**Exercise prompt**:
Return each record shown beneath, word for word.

**Data for this task**:

PR #831, opened 2022-01-14
refactor(hooks): remove totalCount as a requirement from useCollectionQuery

kkimble006:
### Added

- 

### Changed

- 

### Deprecated

- 

### Removed

- 

### Fixed

- 

### Security

- 

## Testing

---

Random photo of Atlantis

### DIFF
--- a/packages/hooks/src/useCollectionQuery/useCollectionQuery.ts
+++ b/packages/hooks/src/useCollectionQuery/useCollectionQuery.ts
@@ -70,7 +70,7 @@ interface Collection {
     hasNextPage: boolean;
     [otherProperties: string]: unknown;
   };
-  totalCount: number;
+  totalCount?: number;
   [otherProperties: string]: unknown;
 }
 
@@ -256,9 +256,11 @@ function fetchMoreUpdateQueryHandler<TQuery>(
     );
   }
 
-  Object.assign(outputCollection, {
-    pageInfo: cloneDeep(nextCollection.pageInfo),
-    totalCount: nextCollection.totalCount,
+  const totalCount = outputCollection.totalCount != undefined ? { totalCount: nextCollection.totalCount } : {};
+
+  Object.assign(outputCollection, { ...{
+    pageInfo: cloneDeep(nextCollection.pageInfo) },
+    ...totalCount
   });
 
   return output;
@@ -296,9 +298,11 @@ function subscribeToMoreHandler<TQuery, TSubscription>(
     );
   }
 
+  const totalCount = outputCollection.totalCount != undefined ? { totalCount: outputCollection.totalCount + 1} : {};
+
   Object.assign(outputCollection, {
-    pageInfo: cloneDeep(outputCollection.pageInfo),
-    totalCount: outputCollection.totalCount + 1,
+    ...{pageInfo: cloneDeep(outputCollection.pageInfo)},
+    ...totalCount
   });
 
   return output;


packages/hooks/src/useCollectionQuery/useCollectionQuery.ts
```diff
@@ -256,9 +256,11 @@ function fetchMoreUpdateQueryHandler<TQuery>(
     );
   }
 
+  const totalCount = outputCollection.totalCount != undefined ? { totalCount: nextCollection.totalCount } : {};
```
igor-m-jobber, line 259: Won't it make sense to return `undefined` or `0` instead of empty object?
This way it will make it easier to work on the front end if we need to build some logic around `totalCount`, because `0` and `undefined` are both falsy values.

kkimble006: The returned object needs to match what was passed in, in this case there is no `totalCount` so we shouldn't set it.

packages/hooks/src/useCollectionQuery/useCollectionQuery.ts
```diff
@@ -296,9 +298,11 @@ function subscribeToMoreHandler<TQuery, TSubscription>(
     );
   }
 
+  const totalCount = outputCollection.totalCount != undefined ? { totalCount: outputCollection.totalCount + 1} : {};
+
   Object.assign(outputCollection, {
-    pageInfo: cloneDeep(outputCollection.pageInfo),
-    totalCount: outputCollection.totalCount + 1,
+    ...{ pageInfo: cloneDeep(outputCollection.pageInfo) },
+    ...totalCount
```
davidr64, line 305: Why are you putting pageInfo into an object then expanding the object? Why not define it directly in the parent object. Similarily does totalCount need to be an object that gets expanded? Could you just store it as a number? 

would this work?
`
const totalCount = outputCollection.totalCount != undefined ?  totalCount: outputCollection.totalCount + 1 :  undefined;
Object.assign(outputCollection, {
    pageInfo: cloneDeep(outputCollection.pageInfo) ,
    totalCount
})
`

kkimble006: I don't think this would work, because you would need to wrap `{ totalCount: outputCollection.totalCount + 1 }` no?
Then we would end up with: 
```
Object.assign(outputCollection, {
pageInfo: cloneDeep(outputCollection.pageInfo) ,
{ totalCount: 5 }
})
```
In my solution I am just merging 2 hashes.

davidr64: Sorry messed up my example I meant for const totalCount to be a number not an object.

davidr64: Something like this https://jsfiddle.net/pcmjqsn9/1/

kkimble006: Oh but we don't always want totalCount to be present! Unless I am missing something about your implementation. Want to chat?

davidr64: That's fair. I figured it didn't matter if the key was added to the object if the value of the property was undefined regardless. It makes sense if you want to avoid having the key on the object at all.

**Solution to the exercise**:
PR #831, opened 2022-01-14
refactor(hooks): remove totalCount as a requirement from useCollectionQuery

kkimble006:
### Added

- 

### Changed

- 

### Deprecated

- 

### Removed

- 

### Fixed

- 

### Security

- 

## Testing

---

Random photo of Atlantis

### DIFF
--- a/packages/hooks/src/useCollectionQuery/useCollectionQuery.ts
+++ b/packages/hooks/src/useCollectionQuery/useCollectionQuery.ts
@@ -70,7 +70,7 @@ interface Collection {
     hasNextPage: boolean;
     [otherProperties: string]: unknown;
   };
-  totalCount: number;
+  totalCount?: number;
   [otherProperties: string]: unknown;
 }
 
@@ -256,9 +256,11 @@ function fetchMoreUpdateQueryHandler<TQuery>(
     );
   }
 
-  Object.assign(outputCollection, {
-    pageInfo: cloneDeep(nextCollection.pageInfo),
-    totalCount: nextCollection.totalCount,
+  const totalCount = outputCollection.totalCount != undefined ? { totalCount: nextCollection.totalCount } : {};
+
+  Object.assign(outputCollection, { ...{
+    pageInfo: cloneDeep(nextCollection.pageInfo) },
+    ...totalCount
   });
 
   return output;
@@ -296,9 +298,11 @@ function subscribeToMoreHandler<TQuery, TSubscription>(
     );
   }
 
+  const totalCount = outputCollection.totalCount != undefined ? { totalCount: outputCollection.totalCount + 1} : {};
+
   Object.assign(outputCollection, {
-    pageInfo: cloneDeep(outputCollection.pageInfo),
-    totalCount: outputCollection.totalCount + 1,
+    ...{pageInfo: cloneDeep(outputCollection.pageInfo)},
+    ...totalCount
   });
 
   return output;


packages/hooks/src/useCollectionQuery/useCollectionQuery.ts
```diff
@@ -256,9 +256,11 @@ function fetchMoreUpdateQueryHandler<TQuery>(
     );
   }
 
+  const totalCount = outputCollection.totalCount != undefined ? { totalCount: nextCollection.totalCount } : {};
```
igor-m-jobber, line 259: Won't it make sense to return `undefined` or `0` instead of empty object?
This way it will make it easier to work on the front end if we need to build some logic around `totalCount`, because `0` and `undefined` are both falsy values.

kkimble006: The returned object needs to match what was passed in, in this case there is no `totalCount` so we shouldn't set it.

packages/hooks/src/useCollectionQuery/useCollectionQuery.ts
```diff
@@ -296,9 +298,11 @@ function subscribeToMoreHandler<TQuery, TSubscription>(
     );
   }
 
+  const totalCount = outputCollection.totalCount != undefined ? { totalCount: outputCollection.totalCount + 1} : {};
+
   Object.assign(outputCollection, {
-    pageInfo: cloneDeep(outputCollection.pageInfo),
-    totalCount: outputCollection.totalCount + 1,
+    ...{ pageInfo: cloneDeep(outputCollection.pageInfo) },
+    ...totalCount
```
davidr64, line 305: Why are you putting pageInfo into an object then expanding the object? Why not define it directly in the parent object. Similarily does totalCount need to be an object that gets expanded? Could you just store it as a number? 

would this work?
`
const totalCount = outputCollection.totalCount != undefined ?  totalCount: outputCollection.totalCount + 1 :  undefined;
Object.assign(outputCollection, {
    pageInfo: cloneDeep(outputCollection.pageInfo) ,
    totalCount
})
`

kkimble006: I don't think this would work, because you would need to wrap `{ totalCount: outputCollection.totalCount + 1 }` no?
Then we would end up with: 
```
Object.assign(outputCollection, {
pageInfo: cloneDeep(outputCollection.pageInfo) ,
{ totalCount: 5 }
})
```
In my solution I am just merging 2 hashes.

davidr64: Sorry messed up my example I meant for const totalCount to be a number not an object.

davidr64: Something like this https://jsfiddle.net/pcmjqsn9/1/

kkimble006: Oh but we don't always want totalCount to be present! Unless I am missing something about your implementation. Want to chat?

davidr64: That's fair. I figured it didn't matter if the key was added to the object if the value of the property was undefined regardless. It makes sense if you want to avoid having the key on the object at all.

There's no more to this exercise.